To run the full workflow first download and unzip the 'BenUCL/Reef-acoustics-and-AI-v1.2.zip' from the Zenodo repository. Note Google Colab no longer supports the versions of the required packages for VGGish. Instead, for use of the pretrained VGGish CNN use the Code/vggish-env.yml file to set up your own python environment which can run VGGish using the code shared in this repository. In a terminal run:
cd "YOUR PATH\Reef-acoustics-and-AI"
conda env create -f "Code\vggish-env.yml"
conda activate vggish-env
Alternatively, for use on colab (removing the need to install python) adapt: https://www.kaggle.com/models/google/vggish.
The workflow to replicate this analysis can be undertaken as follows:
- Perform feature extraction from example audio using a suite of compound indices using the Feature_extraction_with_compound_index.ipynb script.

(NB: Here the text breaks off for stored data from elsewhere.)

PR #6239, opened 2023-03-26
Enable algorithm skip in bundle_gen

### LINKED ISSUE #6184: Skip 2D/3D training if the data slice thickness are highly anisotropic

heyufan1995:
Fixes #6184  .

### Description

Enable bundlle_gen to skip an algorithm if the BundleAlgo pre_check_skip_algo() function sets skip_bundlegen=True.  SegResNet2D overrided pre_check_skip_algo() and will be skipped if data is not highly anisotropic.

### Types of changes


mingxin-zheng:
Thank you @heyufan1995 for the PR. 

I think it would be better to set the `skip_bundlegen` 's default value in the __init__ function too.

monai/apps/auto3dseg/bundle_gen.py
```diff
@@ -80,6 +80,15 @@ def __init__(self, template_path: str):
         # track records when filling template config: {"<config name>": {"<placeholder key>": value, ...}, ...}
         self.fill_records: dict = {}
 
+    def pre_check_skip_algo(self):
```
mingxin-zheng, line 83: Maybe we can make the function inputs more general? For example `pre_check_skip_algo(self, skip_bundlegen: bool = False, skip_info:str = "")

monai/apps/auto3dseg/bundle_gen.py
```diff
@@ -511,15 +520,20 @@ def generate(
...
-                if gpu_customization:
-                    gen_algo.export_to_disk(
-                        output_folder,
-                        name,
-                        fold=f_id,
-                        gpu_customization=True,
-                        gpu_customization_specs=gpu_customization_specs,
-                    )
+                gen_algo.pre_check_skip_algo()
+                if not gen_algo.skip_bundlegen:
```
mingxin-zheng, line 524: Maybe we can commit less line changes by:
```
if gen_algo.skip_bundlegen:
	continue

if gpu_customization:
	...
```

monai/apps/auto3dseg/bundle_gen.py
```diff
@@ -511,15 +520,20 @@ def generate(
...
+                    else:
+                        gen_algo.export_to_disk(output_folder, name, fold=f_id)
+
+                    algo_to_pickle(gen_algo, template_path=algo.template_path)
+                    self.history.append({name: gen_algo})  # track the previous, may create a persistent history
                 else:
-                    gen_algo.export_to_disk(output_folder, name, fold=f_id)
-                algo_to_pickle(gen_algo, template_path=algo.template_path)
-                self.history.append({name: gen_algo})  # track the previous, may create a persistent history
+                    logger.info(f"{name} is skipped! Msg:{gen_algo.skip_info}")
```
mingxin-zheng, line 539: The Msg is empty by default and the message `Msg: ` will look confusing.

monai/apps/auto3dseg/bundle_gen.py
myron: I recommend this function to return a tuple (bool, str), E.g.
return (False, '') - default, and similar from each "algo" that supports it

In this case, you don't need to set class variables self.skip_bundlegen, and self.skip_info
since the only place that information is used is in generate() function

monai/apps/auto3dseg/bundle_gen.py
heyufan1995: removed msg:

monai/apps/auto3dseg/bundle_gen.py
heyufan1995: thanks, updated

monai/apps/auto3dseg/bundle_gen.py
heyufan1995: @myron Thanks Andriy, I've changed the function to return a tuple.

wyli (approved):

This will save a .csv file called compound_index_features to the ../Results folder. The .csv files for the full datasets used in this study are used from here on to reproduce the investigations results. These are saved in the .../Results/full_dataset_features. However, you could adapt the downstream scripts to run on your own feature sets from other audio.

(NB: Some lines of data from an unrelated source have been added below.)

PR #6241, opened 2023-03-27
update docstring and eval with overrides

wyli:
- docstring updates
- Compose execute with start=None

### Types of changes

### DIFF
--- a/monai/transforms/compose.py
+++ b/monai/transforms/compose.py
@@ -262,8 +262,8 @@ class Compose(Randomizable, InvertibleTransform):
                 )
 
     def get_index_of_first(self, predicate):
-        for i in range(len(self.transforms)):
-            if predicate(self.transforms[i]):
+        for i, xform in enumerate(self.transforms):
+            if predicate(xform):
                 return i
         return None
 
--- a/monai/transforms/compose.py
+++ b/monai/transforms/compose.py
@@ -294,11 +294,11 @@ class Compose(Randomizable, InvertibleTransform):
         transforms: Sequence[Any],
         map_items: bool = True,
         unpack_items: bool = False,
-        start: int = 0,
+        start: int | None = 0,
         end: int | None = None,
         lazy_evaluation: bool = False,
-        overrides: dict = None,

- Next, a machine learning classifier is trained to identify the classes (e.g healthy and degraded) using the Random forests compound index _ .ipynb. Here, ‘_’ represents the dataset (Indo, Aus or Poly) and task (habitat or site identifier). This performs cross validation and outputs accuracy scores for all repeats.
- Same as above, but instead of accessing compound index scripts, access the pretrained CNN scripts.
- This will extract features from audio with the VGGish pretrained CNN, using
- Start with the CNN minibatch creation.ipynb script. This performs log-mel spectrogram extraction on the example audio, splits these in minibatches and saves these as pickle files in the .../Results/minibatches_ folders, where '_' represents the training, validation or test folder.
- The CNN_training.ipynb script can then be used to train the CNN classifier on the example audio, where it learns to classify healthy and degraded reefs. This outputs predictions for test data to the .../Results/Colab_CNN_predictions folder in a .csv file. The .csv files for the full datasets used in this study are used from here on to reproduce the investigations results. These are saved in the .../Results/full_dataset_features/.
- The Trained CNN accuracy calculator.ipynb script is then used to take these .csv’s, pool predictions for each minute, and output an accuracy. This script uses the predictions for the full datasets used in this study in the .../Results/CNN_predictions folder.
- Custom pretrained CNN’s were produced from each dataset to perform unsupervised clustering. This was done by training the classifier to predict which site (which should always be known) that recordings came from. The scripts are currently set up to perform this on the example audio.
- First, the CNN minibatch creation.ipynb script must be executed as above, under the Trained classifier heading.
- The Produce a custom pretrained CNN.ipynb script can then be run.
- UMAP plots are created using the UMAP_.ipynb scripts, where ‘_’ represents the datasets (Indo, Aud or Poly) to be used. These use the already calculated features sets for each method in the .../Results/full_dataset_features folder.
- Unsupervised clustering is performed using the Unsupervised clustering.ipynb script, using the already calculated features sets from this investigations data.